Ironically my objection to this service is essentially the opposite of yours.
I see this app as imposing a middleman's fee on something that, in a perfect
world, citizens would be able to perform themselves with the same probability
of success. Contesting an illegitimate parking or speeding ticket is a fairly
straightforward matter, but in my (personal) experience, unless you bring a
lawyer to the courtroom your arguments will simply be ignored. In my area, the
courts do not even keep records, so you can't use the judge's blatant
dismissal of your concerns* as grounds for a mistrial on appeal.

Maybe I'm not understanding how the service works, but I see this service as
simply a specialized and cheaper lawyer replacement. Maybe that's progress
since you can actually save some money if you win, but you're still paying a
more powerful entity in order to get respect in a court of law.
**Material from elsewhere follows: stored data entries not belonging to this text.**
PR #1007, opened 2019-07-08
Celia Bowling Partial Solution 

celfro:


jasmine-standalone-3.4.0/spec/scoreSpec.js
```diff
@@ -0,0 +1,43 @@
...
+
+  it("can roll a strike", function() {
+      game.roll(10);
+      game.roll(4);
+      game.roll(3);
+      rollMany(0,16);
+      expect(game.score()).toBe(24);
+  });
+
+  var rollMany = function(pins, rolls) {
```
ajosephides: I like the addition of this function. Neat idea.

jasmine-standalone-3.4.0/spec/scoreSpec.js
```diff
@@ -0,0 +1,43 @@
...
+
+  it("can roll a spare", function() {
+      game.roll(5);
+      game.roll(5);
+      game.roll(3);
+      rollMany(0,17);
+      expect(game.score()).toBe(16);
+  });
+
+  it("can roll a strike", function() {
```
ajosephides: I would change the it here to be - can roll a single strike.
There is another use case where you can roll multiple strikes in a row. However - I may being premature here as you function might cover all these.

jasmine-standalone-3.4.0/src/game.js
```diff
@@ -0,0 +1,24 @@
...
+
+BowlingGame.prototype.roll = function(pins) {
+  this.rolls.push(pins);
+};
+
+BowlingGame.prototype.score = function () {
+  var result = 0;
+  var rollIndex = 0;
+
+  for (var frameIndex = 0; frameIndex < 10; frameIndex++) {
```
ajosephides: I'm intrigued by frameIndex here. How does frameIndex know that there are 2 rolls per frame? As it stands this loop reads (I may be wrong) but that it only looks at the first 10 rolls. In your tests because the majority of rolls are padded with 0s this might be hiding something under the surface. I'd suggest writing out a full game test to explore this.

ajosephides: Ah - is the 10 frames coming in because rollIndex is incremented by 2 each time?

PR #1008, opened 2019-07-08
Rhys partial solution

rhysco8:


README.md
```diff
@@ -1,77 +1,167 @@
...
+open SpecRunner.html
+```
+
+## Approach
+
+I laid out the requirements of the app as User Stories, detailed below. To keep the build simple, I implemented the requirements in stages.
+
+#### Business logic
+
+* Version 1 does not recognise spares, strikes or frames, so the player rolls 20 times and their score is added together.
```
rachjgriff: This is really helpful to understand your approach and link to the user stories

README.md
```diff
@@ -1,77 +1,167 @@
...
+git clone git@github.com:rhysco8/bowling-challenge.git
+cd bowling-challenge
+```
+
+### Run tests
+
+```sh
+open SpecRunner.html
+```
+
```
rachjgriff: Would be great to get some instructions on how to play the game in the console

src/bowlingGame.js
```diff
@@ -0,0 +1,25 @@
+"use strict";
+
+function BowlingGame () {
+  this.rolls = [];
+  this.finished = false;
+  this.numberOfRolls = 0;
+};
+
```
rachjgriff: This is clever! I hadn't though about feeding in the 'game' as an argument!  Might be me, but took me a little while to work it out so instructions would be helpful.

spec/bowlingGameSpec.js
```diff
@@ -0,0 +1,41 @@
...
+        game.roll(0);
+      };
+
+      expect(game.score(game)).toEqual(0)
+      expect(game.finished).toBe(true)
+    });
+  });
+
+  describe('average game', function () {
+    it('consists of 20 rolls that each score 4', function () {
```
rachjgriff: Great use of for loops to keep tests DRY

*I've literally been told by a judge, "stop speaking now, your turn is over" seconds after showing that the officer didn't use a LIDAR gun correctly per the manual, and upon cross examination didn't even know the type of device he was using (Me: "Were you using a radar or a laser based device on <date> at <time>?" Officer: "I was using the device the department issued me." Right afterwards: "Me: If you don't know what kind of device you were using, how can you know the effective range of the device?" Officer: "I believe it was effective and accurate when I used it."). The judge repeatedly referred to it as a "LASAR" device...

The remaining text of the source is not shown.